# Junk ??????????????????



## epackage (Jan 17, 2010)

These were in a lot of bottles I bought and I have no idea when it comes to jars, are these junkers?
      Thanx,
                   Jim







[/IMG]






[/IMG]


----------



## Rockhounder55 (Jan 17, 2010)

Hey Jim, those would be good for displaying any shards or artifacts that you might come across.  ~Mike


----------



## woody (Jan 17, 2010)

Doing a completed auction search on eBay of the bottles in question will give you a good idea of the value of those fruit jars.


----------



## epackage (Jan 17, 2010)

Thanx RH and Woody, there seems to be so many differences in Jars that e-bay is still tough to use and gauge against these, it's ok if they aren't worth anything because i am way ahead on my purchase already.

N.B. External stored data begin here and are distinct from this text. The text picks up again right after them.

PR #3279, opened 2024-05-20
Implement shared Debuffs and BoK/MotW

Supernuss:
- Several Debuff-Groups changed with Cata.
   - Pulling those buffs from the specs into Classes.lua and bundle into alias groups.

- Also move "Blessing of Kings" and "Mark of the Wild" alias from paladin (also needed for Druid)
- Minor fixes to warrior as requested
   -  set pummel default toggle  = "interrupts"
   -  inner_rage lockout with deadly_calm


Supernuss:
Added minor warrior changes

Supernuss:
Add Toggle for maintaining demoralizing_roar in Bear

Hekili (approved):

PR #3284, opened 2024-05-23
[Cataclysm]Blood DK Tweaks

towicode:
Updates some spell IDs (Frost Fever got swapped) and updated the APL and Default loadout.


Hekili:
I need a .simc file version of your updated Blood priority to be included.

Cataclysm/DeathKnight.lua
```diff
@@ -329,7 +329,6 @@ spec:RegisterResource( Enum.PowerType.RuneUnholy, {
             start = start or 0
             duration = duration or ( 10 * state.haste )
 
-            t.expiry[ i - 2 ] = ready and 0 or start + duration
```
Hekili: Why was this removed?

towicode:
Something went wrong, empty simc and that line shouldn't of been removed. One second

towicode:
@Hekili should be fixed now. I went back to prior to my changes and made sure the expire times were what they were before.

Cataclysm/DeathKnight.lua
```diff
@@ -670,8 +675,8 @@ spec:RegisterAuras( {
     },
     -- Deals Frost damage over $d.  Reduces melee and ranged attack speed.
     frost_fever = {
-        id = 59921,
-        duration = function () return 21 + ( 4 * talent.epidemic.rank ) end,
+        id = 55095,
+        duration = function () return 15 + ( 3 * talent.epidemic.rank ) end,
```
Supernuss: Is it only 15 + 3*epidemic?

I changed it, because the tooltip said so:
>A disease dealing (0 * 1.15 + Attack power * 0.055 * 1.15) Frost damage every 3 sec and reducing the target's melee and ranged attack speed by 20% for 21 sec.  Caused by Icy Touch and other spells.

and Epidemic has 3 ranks now only, 12/3=4

Cataclysm/DeathKnight.lua
```diff
@@ -1573,7 +1578,7 @@ spec:RegisterAbilities( {
     outbreak = {
         id = 77575,
         cast = 0,
-        cooldown = function() return spec.blood and 30 or 60 end,
+        cooldown = function() return talent.veteran_of_the_third_war.rank > 0 and 30 or 60 end,
```
Supernuss: you overwrote hekilis change here, was that intentional?
The talent is given by the spec, so it shouldnt matter which you take :)

Supernuss (changes requested):

Cataclysm/DeathKnight.lua
towicode: No it wasn't intentional but yeah it doesn't matter either way I can remove it.

Cataclysm/DeathKnight.lua
towicode: I'll double check this but I think you're right.

towicode: Updated.

Cataclysm/DeathKnight.lua
towicode: Updated

PR #3287, opened 2024-05-24
Assa rogue hotfix

Smufrik:
removed old code wich made backstab not show


Hekili (commented):
If there are changes to a priority import, the .simc file should also be updated so there's a plaintext version for comparison.

Smufrik:
My bad forgot to upload it to my repo right on it

Smufrik:
updated combat rota so conditions are met from the spells, changed up some conditions based on updates from wowsims

PR #3303, opened 2024-06-19
Improved Enhancement Shaman ACL

vapocalypse:
Improved action list to rebuff shield before it expires and to correctly cast earth shock only if flame shock doesn't need to be recast.


Hekili:
This will not actually function until the priority is imported and loaded in Cataclysm/Shaman.lua.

Thanx for the input.
                      Jim


----------



## cyberdigger (Jan 17, 2010)

In that case, they are junk! [] They have lid issues, too, I don't even think the two with lids are the right ones..well maybe they are.. anyway..


----------



## jarsnstuff (Jan 17, 2010)

Since the two Ball jars are missing the lids & wires to make them complete, I'd toss those.  (Something I've never had the heart to do...) It would cost you more to get the lids & wires than they're worth complete.  Complete, they're a buck or two each.  The two Atlas jars, clean 'em up & you can sell for a buck or two each at a flea market, garage sale, sometimes even a bottle show.   EBay isn't any help on these since shipping costs more than they're worth.  -Tammy


----------



## coreya (Jan 17, 2010)

whats on the base of the squat pint atlas? 2nd from right.


----------



## coreya (Jan 17, 2010)

Also the second ball idel may be a good one but better photos of the neck area , base and rear are needed. may be a red book # 203-5 but cant tell without the pictures.


----------



## madman (Jan 17, 2010)

like the atlas jars pm me if you want to sell any damage???


----------



## epackage (Jan 17, 2010)

No damage MM, pm sent, they just need some soapy water....Jim


----------